Bagi pelari, pemilihan perlengkapan audio sangat personal. Prioritas utama penulis, misalnya, adalah kenyamanan dan keamanan pas saat berlari, yang membuatnya setia pada desain wraparound seperti Shokz OpenRun. Keunggulan mendengarkan mode open-ear atau bone-conduction adalah kemampuan mendengar lingkungan sekitar, seperti lalu lintas dan pesepeda, yang dianggap lebih penting daripada kualitas audio musik. Namun, kompromi yang harus diterima adalah kualitas suara yang kurang optimal di area bising.
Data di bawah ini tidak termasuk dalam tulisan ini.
Issue #889, opened 2022-12-19
Creating a file in a directory watchFile does not trigger listener


vangie:
The following is a memfs test I wrote.
```typescript
    test("memfs watchFile", async () => {
        const fs: FileSystem = createFsFromVolume(new Volume());
        fs.mkdirSync("/test_dir/");
        const watchListener = jest.fn();
        try {
            fs.watchFile("/test_dir/", { persistent: true, interval: 50 }, watchListener);
            fs.writeFileSync("/test_dir/1.txt", "test");
            await delay(60);
            const calls = watchListener.mock.calls;
            expect(calls.length).toBe(1);
            expect(calls[0][0]).toMatchObject({ nlink: 3 });
            expect(calls[0][1]).toMatchObject({ nlink: 2 });
        } finally {
            fs.unwatchFile("/test_dir/");
            // fs.rmSync("/test_dir/", { recursive: true, force: true });
        }
    });
```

Setelah mencoba berbagai opsi ANC namun selalu menemukan kekurangan pada kenyamanan, pas, atau keamanan, penulis akhirnya menemukan kecocokan pada JLab JBuds Sport ANC 4. Earbud ini dibanderol dengan harga yang terjangkau, yaitu $69.99, menjadikannya pilihan yang ekonomis di kelasnya. Keunggulan lainnya mencakup daya tahan baterai lebih dari 60 jam total pemutaran dan ketahanan terhadap keringat dengan rating IP66.
Desain over-the-ear hooks yang fleksibel memastikan pas yang aman selama aktivitas fisik. Kotak pengisi daya juga dirancang dengan baik, dilengkapi kabel USB-C bawaan dan dukungan pengisian daya nirkabel. Penulis menguji earbud ini di Williamsburg Bridge, salah satu area paling bising dan berangin, di mana headphone open-ear Shokz OpenRun Pro 2 miliknya seringkali tenggelam oleh kebisingan. JBuds Sport ANC 4 berhasil mengatasi tantangan tersebut, memungkinkan pendengaran musik yang jelas sambil tetap sadar akan lingkungan sekitar, tanpa mengorbankan kenyamanan pas yang krusial saat berlari.
Setelah lebih dari 30 mil pengujian, earbud ini terbukti tidak bergeser sama sekali. Meskipun pas bersifat subjektif, JBuds Sport ANC 4 berhasil menyamai tingkat keamanan pas yang ditawarkan oleh desain wraparound. Kontrol sentuh pada earbud ini cukup inovatif, dengan dua permukaan sentuh terpisah: satu di bagian luar dan satu di pengait telinga, yang mendukung gerakan swipe. Pengguna dapat mengatur kontrol tunggal, ganda, tiga kali ketuk, tekan lama, dan swipe untuk berbagai fungsi, yang semuanya dapat disesuaikan lebih lanjut melalui aplikasi JLab, termasuk pengaturan kontrol independen per earbud, peralihan preset EQ, aktivasi asisten suara, atau kontrol timer latihan.
Mode ‘Be Aware’ atau transparansi pada JBuds Sport ANC 4 berfungsi baik untuk percakapan singkat, namun kualitasnya tidak luar biasa. Mode ini memperkuat suara ambient namun kesulitan dengan frekuensi tinggi dan menimbulkan desisan yang membuat suara percakapan dan lalu lintas terdengar sedikit sintetis. Penting untuk dicatat bahwa ini adalah peningkatan untuk pengalaman mendengarkan saat berlari, bukan peningkatan kualitas audio hi-fi.
Secara keseluruhan, JLab JBuds Sport ANC 4 direkomendasikan bagi pelari yang sebelumnya menggunakan setup open-ear atau bone-conduction dan menghadapi masalah kebisingan kota yang mengganggu. Earbud ini menawarkan tingkat peredaman bising yang cukup untuk membuat rute lari yang bising menjadi lebih nyaman, pas yang aman untuk latihan intens, dan harga yang bersahabat di kantong.